Task » Only the first line of the listing and the lines after it, up to and including the one containing "The structure changes", should be retyped exactly.

▼▼▼

PR #2341, opened 2024-01-09
chore: Refactor of FilterV2 subscription management with Time-to-live maintenance

NagyZoltanPeter:
# Description
As during Status dogfooding it turned out we need to handle situation with stale filter subscriptions to ensure  service quality.

NOTE: This become a relative large refactor on management filter subscription. Sorry for that to issue such a big PR.
The structure changes involved a lot changes in filter v2 test.
But because of the I would like to ask you to start reviewing it, if there is something not ok should come early as possible.
THX!!!

NOTE2: Still a work in progress, as realized need to add some more test cases.

# Changes

- [X] New CLI configuration options are added for filter v2: subscription timeout, max peers served and max criterion per peer. 
- [X] From now, a filter client needs to periodically refresh it's subscriptions with PING (within the timeout period) in order to receive message push
- [X] Filter v2 subscriptions are fully reworked. New structure is introduced for better speed. Now subscription management is now encapsulated into its own module.
- [X] test_waku_client adapted to changes.
 - [X] Mount of legacy and filter v2 are now separated to ease future removal of legacy filter.
 
## Issue
https://github.com/waku-org/nwaku/issues/2293

covers also: https://github.com/waku-org/nwaku/issues/2338

### DIFF
--- a/apps/wakunode2/app.nim
+++ b/apps/wakunode2/app.nim
@@ -254,7 +254,7 @@ proc setupDiscoveryV5*(app: App): WakuDiscoveryV5 =
   )
 
   WakuDiscoveryV5.new(
-    app.rng, 
+    app.rng,
     discv5Conf,
     some(app.record),
     some(app.node.peerManager),
@@ -326,7 +326,7 @@ proc setupWakuApp*(app: var App): AppResult[void] =
   ok()
 
 proc getPorts(listenAddrs: seq[MultiAddress]):
-              AppResult[tuple[tcpPort, websocketPort: Option[Port]]] = 
+              AppResult[tuple[tcpPort, websocketPort: Option[Port]]] =
 
   var tcpPort, websocketPort = none(Port)
 
@@ -548,7 +548,15 @@ proc setupProtocols(node: WakuNode,
   # Filter setup. NOTE Must be mounted after relay
   if conf.filter:
     try:
-      await mountFilter(node, filterTimeout = chronos.seconds(conf.filterTimeout))
+      await mountLegacyFilter(node, filterTimeout = chronos.seconds(conf.filterTimeout))
+    except CatchableError:
+      return err("failed to mount waku legacy filter protocol: " & getCurrentExceptionMsg())
+
+    try:
+      await mountFilter(node,
+                        subscriptionTimeout = chronos.seconds(conf.filterSubscriptionTimeout),
+                        maxFilterPeers = conf.filterMaxPeersToServe,
+                        maxFilterCriteriaPerPeer = conf.filterMaxCriteria)
     except CatchableError:
       return err("failed to mount waku filter protocol: " & getCurrentExceptionMsg())
 
@@ -724,7 +732,7 @@ proc startRestServer(app: App, address: IpAddress, port: Port, conf: WakuNodeCon
 
     let filterCache = MessageCache.init()
 
-    let filterDiscoHandler = 
+    let filterDiscoHandler =
       if app.wakuDiscv5.isSome():
         some(defaultDiscoveryHandler(app.wakuDiscv5.get(), Filter))
       else: none(DiscoveryHandler)
@@ -739,7 +747,7 @@ proc startRestServer(app: App, address: IpAddress, port: Port, conf: WakuNodeCon
     notInstalledTab["filter"] = "/filter endpoints are not available. Please check your configuration: --filternode"
 
   ## Store REST API
-  let storeDiscoHandler = 
+  let storeDiscoHandler =
     if app.wakuDiscv5.isSome():
       some(defaultDiscoveryHandler(app.wakuDiscv5.get(), Store))
     else: none(DiscoveryHandler)
@@ -749,7 +757,7 @@ proc startRestServer(app: App, address: IpAddress, port: Port, conf: WakuNodeCon
   ## Light push API
   if conf.lightpushnode  != "" and
      app.node.wakuLightpushClient != nil:
-    let lightDiscoHandler = 
+    let lightDiscoHandler =
       if app.wakuDiscv5.isSome():
         some(defaultDiscoveryHandler(app.wakuDiscv5.get(), Lightpush))
       else: none(DiscoveryHandler)
--- a/apps/wakunode2/external_config.nim
+++ b/apps/wakunode2/external_config.nim
@@ -319,9 +319,8 @@ type
         defaultValue: 1000
         name: "filter-max-peers-to-serve" }: uint32
 
-
       filterMaxCriteria* {.
-        desc: "Maximum number of criteria per peers at a time. Only for v2 filter protocol.",
+        desc: "Maximum number of pubsub- and content topic combination per peers at a time. Only for v2 filter protocol.",
         defaultValue: 1000
         name: "filter-max-criteria" }: uint32
 
--- a/apps/wakunode2/external_config.nim
+++ b/apps/wakunode2/external_config.nim
@@ -95,6 +95,7 @@ type
         defaultValue: false,
         name: "execute" .}: bool
 
+
     of noCommand:
       ##  Application-level configuration
       protectedTopics* {.
@@ -221,7 +222,7 @@ type
         desc: "Rln relay identity commitment key as a Hex string",
         defaultValue: ""
         name: "rln-relay-id-commitment-key" }: string
-      
+
       rlnRelayTreePath* {.
         desc: "Path to the RLN merkle tree sled db (https://github.com/spacejam/sled)",
         defaultValue: ""
@@ -304,9 +305,25 @@ type
         name: "filternode" }: string
 
       filterTimeout* {.
-        desc: "Timeout for filter node in seconds.",
+        desc: "Filter clients will be wiped out if not able to receive push messages within this timeout. In seconds.",
         defaultValue: 14400 # 4 hours
         name: "filter-timeout" }: int64
+
+      filterSubscriptionTimeout* {.
+        desc: "Timeout for filter subscription without ping or refresh it, in seconds. Only for v2 filter protocol.",
+        defaultValue: 300 # 5 minutes
+        name: "filter-subscription-timeout" }: int64
+
+      filterMaxPeersToServe* {.
+        desc: "Maximum number of peers to serve at a time. Only for v2 filter protocol.",
+        defaultValue: 1000
+        name: "filter-max-peers-to-serve" }: uint32
+
+
+      filterMaxCriteria* {.
+        desc: "Maximum number of criteria per peers at a time. Only for v2 filter protocol.",
+        defaultValue: 1000
+        name: "filter-max-criteria" }: uint32
 
       ## Lightpush config
 
--- a/tests/waku_filter_v2/test_waku_client.nim
+++ b/tests/waku_filter_v2/test_waku_client.nim
@@ -2,10 +2,10 @@
 
 import
   std/[
-    options, 
-    tables, 
-    sequtils, 
-    strutils, 
+    options,
+    tables,
+    sequtils,
+    strutils,
     json
   ],
   testutils/unittests,
@@ -39,7 +39,6 @@ import
   ],
   ./waku_filter_utils,
   ../resources/payloads
-
 
 suite "Waku Filter - End to End":
   suite "MessagePushHandler - Void":
@@ -77,27 +76,27 @@ suite "Waku Filter - End to End":
       wakuFilterClient.registerPushHandler(messagePushHandler)
       serverRemotePeerInfo = serverSwitch.peerInfo.toRemotePeerInfo()
       clientPeerId = clientSwitch.peerInfo.toRemotePeerInfo().peerId
-      
+
     asyncTeardown:
       await allFutures(wakuFilter.stop(), wakuFilterClient.stop(), serverSwitch.stop(), clientSwitch.stop())
 
     suite "Subscriber Ping":
       asyncTest "Active Subscription Identification":
         # Given
-        let 
+        let
           subscribeResponse = await wakuFilterClient.subscribe(
             serverRemotePeerInfo, pubsubTopic, contentTopicSeq
           )
         assert subscribeResponse.isOk(), $subscribeResponse.error
-        check wakuFilter.subscriptions.hasKey(clientPeerId)
+        check wakuFilter.subscriptions.isSubscribed(clientPeerId)
+        check wakuFilter.subscriptions.peersSubscribed.hasKey(clientPeerId)
 
         # When
         let subscribedPingResponse = await wakuFilterClient.ping(serverRemotePeerInfo)
-
         # Then
         assert subscribedPingResponse.isOk(), $subscribedPingResponse.error
         check:
-          wakuFilter.subscriptions.hasKey(clientPeerId)
+          wakuFilter.subscriptions.isSubscribed(clientPeerId)
 
       asyncTest "No Active Subscription Identification":
         # When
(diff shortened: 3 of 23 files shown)


apps/wakunode2/external_config.nim
```diff
@@ -304,10 +305,26 @@ type
         name: "filternode" }: string
 
       filterTimeout* {.
-        desc: "Timeout for filter node in seconds.",
+        desc: "Filter clients will be wiped out if not able to receive push messages within this timeout. In seconds.",
```
SionoiS, line 308: I'm a bit confused.

Does this means that a Filter node will try to push messages to a client for 4 hours before giving up?

If a client has to ping every 5m or the sub is dropped, how does that make sense? I don't understand.

waku/waku_filter_v2/subscriptions.nim
```diff
@@ -6,48 +6,161 @@ else:
...
+proc cleanUp*(fs: var FilterSubscriptions) =
+  ## Remove all subscriptions for peers that have not been seen for a while
+  let now = Moment.now()
+  fs.peersSubscribed.keepItIf(now - val.lastSeen <= fs.subscriptionTimeout)
+
+  var filtersToRemove: seq[FilterCriterion] = @[]
+  for filterCriterion, subscribedPeers in fs.subscriptions.mpairs:
+    subscribedPeers.keepItIf(fs.isSubscribed(it)==true)
+
+  fs.subscriptions.keepItIf(val.len() > 0)
```
SionoiS, line 110: Minor thing but I would put the clean-up in a timed loop instead of calling it when events happens.

That way you can "forget" about it.

SionoiS (commented):
Awesome stuff! LGTM.

waku/waku_filter_v2/subscriptions.nim
```diff
@@ -6,48 +6,161 @@ else:
...
+  s.peersSubscribed.withValue(peerId, data):
+    if data.criteriaCount + cast[uint](filterCriteria.len()) > s.maxCriteriaPerPeer:
+      return err("Max number of criteria for peer (" & $s.maxCriteriaPerPeer & ") reached")
+
+    data.lastSeen = Moment.now()
+    peerData = data
+
+  do:
+    ## not yet subscribed
+    if cast[uint](s.peersSubscribed.len()) >= s.maxPeers:
```
AlejandroCabeza, line 129: There's a different usage in the equalities for both `max` values:
```nim
> s.maxCriteriaPerPeer  # line 121
>= s.maxPeers # line 129
```
Is this due to some particular reason? It feels like we should be using the same "method"

AlejandroCabeza (commented):
Liking how the changes are looking 😄

apps/wakunode2/app.nim
```diff
@@ -548,7 +548,15 @@ proc setupProtocols(node: WakuNode,
   # Filter setup. NOTE Must be mounted after relay
   if conf.filter:
     try:
-      await mountFilter(node, filterTimeout = chronos.seconds(conf.filterTimeout))
+      await mountLegacyFilter(node, filterTimeout = chronos.seconds(conf.filterTimeout))
+    except CatchableError:
+      return err("failed to mount waku legacy filter protocol: " & getCurrentExceptionMsg())
+
+    try:
```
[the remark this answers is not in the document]
SionoiS: I did try something like this at one point.
```
let myValue = (catch: await myProc(stuff)).isOkOr:
   #handler error here
```
but it didn't work, I don't remember why.

apps/wakunode2/external_config.nim
NagyZoltanPeter: Well, its truely confusing, hence the thread: https://discord.com/channels/1110799176264056863/1192407282420551742

So filterTimeout is for legacy filter only. 
There is the point where we started diverge the two kind of filter so much in terms of behavior.
Only solution I see is to soon remove legacy filter functionality.

waku/waku_filter_v2/subscriptions.nim
NagyZoltanPeter: Well its there: https://github.com/waku-org/nwaku/blob/7e57b67933a21deac9d42db5571a6357cc0f54bb/waku/waku_filter_v2/protocol.nim#L183

There is a maintenance loop running every 1min...
But due to the nature of subscription limits we must remove from the store as expected the client will re-subscribe in a second call.

tests/waku_filter_v2/test_waku_client.nim
```diff
@@ -483,10 +480,10 @@ suite "Waku Filter - End to End":
         let unsubscribeResponse = await wakuFilterClient.unsubscribeAll(serverRemotePeerInfo)
 
         # Then the unsubscription is successful
-        assert unsubscribeResponse.isOk(), $unsubscribeResponse.error
+        # assert unsubscribeResponse.isOk(), $unsubscribeResponse.error
```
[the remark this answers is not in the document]
NagyZoltanPeter: Great catch! Thank you. 
Its a leftover from fixing tests. Unfortunately some cases result in segfault in tests... and tried to find the root cause, hence it is commented out and forgot to uncomment.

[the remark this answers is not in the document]
AlejandroCabeza: That's likely due to an issue with the unittest module (the segfault hides the actual exception). @Ivansete-status submitted a PR yesterday that should fix it.

waku/waku_filter_v2/subscriptions.nim
SionoiS: Ah I thought we didn't have that NVM then, all good!

apps/wakunode2/external_config.nim
SionoiS: I can't wait to remove legacy filter it's gonna be so much cleaner!

tests/waku_filter_v2/waku_filter_utils.nim
```diff
@@ -41,8 +43,20 @@ proc newTestWakuFilterClient*(switch: Switch): Future[WakuFilterClient] {.async.
...
 
   return contentTopics
+
+proc cmpSeqNoOrder*[T](seq1, seq2: seq[T]): bool {.noSideEffect.} =
+  if seq1.len() != seq2.len():
+    return false
+
+  for item in seq1:
+    if item notin seq2:
+      return false
```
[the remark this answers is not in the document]
NagyZoltanPeter: Ah yes. I will fix this... it was in my head that I need to compare here unique items as they are coming from a set originally.

waku/utils/tableutils.nim
```diff
@@ -0,0 +1,31 @@
...
+    var itemsToDelete: seq[A]
+    let key {.inject.} : A
+    let val {.inject.} : B
+
+    for key, val in t:
+      if not itPredicate:
+        itemsToDelete.add(key)
+
+    for item in itemsToDelete:
+      t.del(item)
```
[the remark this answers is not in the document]
NagyZoltanPeter: Not, this last one is working on TableRef, not Table.
It's not cpp unfortunately that could handle with ease through a template.
Nim template is closer to C macro.

waku/waku_filter_v2/subscriptions.nim
```diff
@@ -6,48 +6,161 @@ else:
...
+  PeerData* = tuple
+    lastSeen: Moment
+    criteriaCount: uint
+
+  FilterSubscriptions* = object
+    peersSubscribed*    : Table[PeerID, PeerData]
+    subscriptions*      : Table[FilterCriterion, SubscribedPeers]
+    subscriptionTimeout*: Duration
+    maxPeers*           : uint
+    maxCriteriaPerPeer* : uint
```
Ivansete-status, line 43: The following attributes can be private (unless tests use them)
```suggestion
    subscriptions      : Table[FilterCriterion, SubscribedPeers]
    subscriptionTimeout: Duration
    maxPeers           : uint
    maxCriteriaPerPeer : uint
```

waku/waku_filter_v2/subscriptions.nim
```diff
@@ -6,48 +6,161 @@ else:
...
+            )
+
+proc isSubscribed*(s: var FilterSubscriptions, peerId: PeerID): bool =
+  s.peersSubscribed.withValue(peerId, data):
+    return Moment.now() - data.lastSeen <= s.subscriptionTimeout
+
+  return false
+
+proc subscribedPeerCount*(s: FilterSubscriptions): uint =
+  return cast[uint](s.peersSubscribed.len())
```
Ivansete-status, line 65: Tiny detail. When using a "noun", better use it without parenthesis. Applies elsewhere.
```suggestion
  return cast[uint](s.peersSubscribed.len)
```

waku/waku_filter_v2/subscriptions.nim
```diff
@@ -6,48 +6,161 @@ else:
...
 
-  var subscribedPeers: seq[PeerID]
+proc getPeerSubscriptions*(s: var FilterSubscriptions, peerId: PeerID): seq[FilterCriterion] =
+  ## Get all pubsub-content topics a peer is subscribed to
+  var subscribedContentTopics: seq[FilterCriterion] = @[]
+  s.peersSubscribed.withValue(peerId, data):
```
Ivansete-status, line 70: What happens if the `peerId` doesn't exist in the `peersSubscribed` table? Does it crash?

Ivansete-status (commented):
Thanks for this great job! Given that is quite a large PR I think is better to comment it little by little.
I hope you find my comments useful. Ping me in case of doubt or whatever :)

apps/wakunode2/external_config.nim
```diff
@@ -304,10 +305,26 @@ type
...
+        name: "filter-subscription-timeout" }: int64
+
+      filterMaxPeersToServe* {.
+        desc: "Maximum number of peers to serve at a time. Only for v2 filter protocol.",
+        defaultValue: 1000
+        name: "filter-max-peers-to-serve" }: uint32
+
+
+      filterMaxCriteria* {.
+        desc: "Maximum number of criteria per peers at a time. Only for v2 filter protocol.",
```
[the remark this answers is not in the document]
AlejandroCabeza: Could be useful, I certainly had issues when I first read that 😆

tests/waku_filter_v2/test_waku_client.nim
```diff
@@ -2150,3 +2154,356 @@ suite "Waku Filter - End to End":
...
+      let msg1 = fakeWakuMessage(contentTopic=contentTopic)
+      await wakuFilter.handleMessage(pubsubTopic, msg1)
+
+      check await pushHandlerFuture.withTimeout(FUTURE_TIMEOUT)
+      let (pushedMsgPubsubTopic1, pushedMsg1) = pushHandlerFuture.read()
+      check:
+        pushedMsgPubsubTopic1 == pubsubTopic
+        pushedMsg1 == msg1
+
+      sleep(2500)
```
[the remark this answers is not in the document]
AlejandroCabeza: I'd be down to reducing it. Didn't wanna go too small in the first pass as that could cause some errors to fail due to timeouts

waku/waku_filter_v2/subscriptions.nim
```diff
@@ -6,48 +6,161 @@ else:
...
+
+  for filterCriterion in filterCriteria:
+    var peersOfSub = addr(s.subscriptions.mgetOrPut(filterCriterion, SubscribedPeers()))
+    if peerId notin peersOfSub[]:
+      peersOfSub[].incl(peerId)
+      peerData.criteriaCount += 1
+
+  return ok()
+
+proc removeSubscription*(s: var FilterSubscriptions, peerId: PeerID, filterCriteria: FilterCriteria): Result[void, string] =
```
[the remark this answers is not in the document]
SionoiS: @Ivansete-status and me made a deal, it's 100 chars not one more :P

waku/waku_filter_v2/subscriptions.nim
```diff
@@ -6,48 +6,161 @@ else:
...
+  var peerData: ptr PeerData
+
+  s.peersSubscribed.withValue(peerId, data):
+    if data.criteriaCount + cast[uint](filterCriteria.len()) > s.maxCriteriaPerPeer:
+      return err("peer has reached maximum number of filter criteria")
+
+    data.lastSeen = Moment.now()
+    peerData = data
+
+  do:
```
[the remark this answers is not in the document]
SionoiS: I would like to know as well. I never seen that before.

SionoiS (approved):
Amazing! Thank you.

waku/waku_filter_v2/subscriptions.nim
SionoiS: > What happens if the `peerId` doesn't exist in the `peersSubscribed` table? Does it crash?

I think in that case the scope (context?) is not entered.

gabrielmer: exactly, seems that it doesn't enter the following block
https://nim-lang.org/docs/tables.html#withValue.t%2CTable%5BA%2CB%5D%2CA%2Cuntyped%2Cuntyped%2Cuntyped

tests/wakunode_rest/test_rest_admin.nim
```diff
@@ -107,10 +107,11 @@ suite "Waku v2 Rest API - Admin":
       pubsubTopicNode2 = DefaultPubsubTopic
       pubsubTopicNode3 = PubsubTopic("/waku/2/custom-waku/proto")
 
+      ## TODO: Note that such checks may depend heavily on the order of the returned data!
```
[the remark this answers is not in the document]
gabrielmer: Oh yes, that's my bad. I hardcoded the output for each peer and checked with `contains` for each peer in the returned string, so the test does not depend on the order of the peers https://github.com/waku-org/nwaku/blob/8bd9c0449438991adde13d9c2f7dd3b1d6a54fde/tests/wakunode_rest/test_rest_admin.nim#L137-L138

What I missed is that the pubsub and content topics for each peer can also come in different orders.

I'll think a way of refactoring it, pretty sure a set is not enough. We have to check that there's N unordered entries in the final response and each can contain a variable number of unordered entries within their bodies.

NagyZoltanPeter:
I can confirm that only one js-waku failed tests relates to this PR only. We talked with @fbarbu15 about it. He is about to catch up with new limit on subscription count per requests from 30 to 100. Due that was the cause of not matched expected result.
Other tests are related to older discrepancy with nwaku.

With this in mind please review this PR.
@AlejandroCabeza @SionoiS @gabrielmer. Of course any further comments are welcome!

tests/waku_filter_v2/test_waku_client.nim
```diff
@@ -2150,3 +2154,356 @@ suite "Waku Filter - End to End":
         check:
           pushedMsgPubsubTopic == pubsubTopic
           pushedMsg == msg
+
+  suite "Subscription timeout":
```
gabrielmer, line 2158: What's the Filter timeout value used in this test? Can't seem to find it. Seems that `newTestWakuFilterClient` uses the default 5 mins and that the timeout used in the tests are the Future's timeouts and not Filter's.

Or am I missing something?

gabrielmer (commented):
Looks amazing! 🔥 🔥 🔥 

Added some small comments/questions :)

waku/waku_filter_v2/subscriptions.nim
```diff
@@ -6,48 +6,163 @@ else:
...
 
 logScope:
   topics = "waku filter subscriptions"
 
 const
-  MaxTotalSubscriptions* = 1000 # TODO make configurable
-  MaxCriteriaPerSubscription* = 1000
+  MaxFilterPeers* = 1000
+  MaxFilterCriteriaPerPeer* = 1000
+  DefaultSubscriptionTimeToLiveSec* = 5.minutes
```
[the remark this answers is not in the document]
gabrielmer: Makes sense! Sounds like a good idea :))

Thank you!

gabrielmer (approved):
Thanks so much! 😍

waku/waku_filter_v2/subscriptions.nim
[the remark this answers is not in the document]
SionoiS: > Unfortunately I found nim std containers has an insane unique approach to containers and algorithms on them, that does not follow any other - well polished - language approaches.

In Rust, all collections can be iterated and anything that impl. iterator can be filtered, mapped, etc...

In Nim, not so much.

SionoiS (approved):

▲▲▲

Response to this task »
PR #2341, opened 2024-01-09
chore: Refactor of FilterV2 subscription management with Time-to-live maintenance

NagyZoltanPeter:
# Description
As during Status dogfooding it turned out we need to handle situation with stale filter subscriptions to ensure  service quality.

NOTE: This become a relative large refactor on management filter subscription. Sorry for that to issue such a big PR.
The structure changes involved a lot changes in filter v2 test.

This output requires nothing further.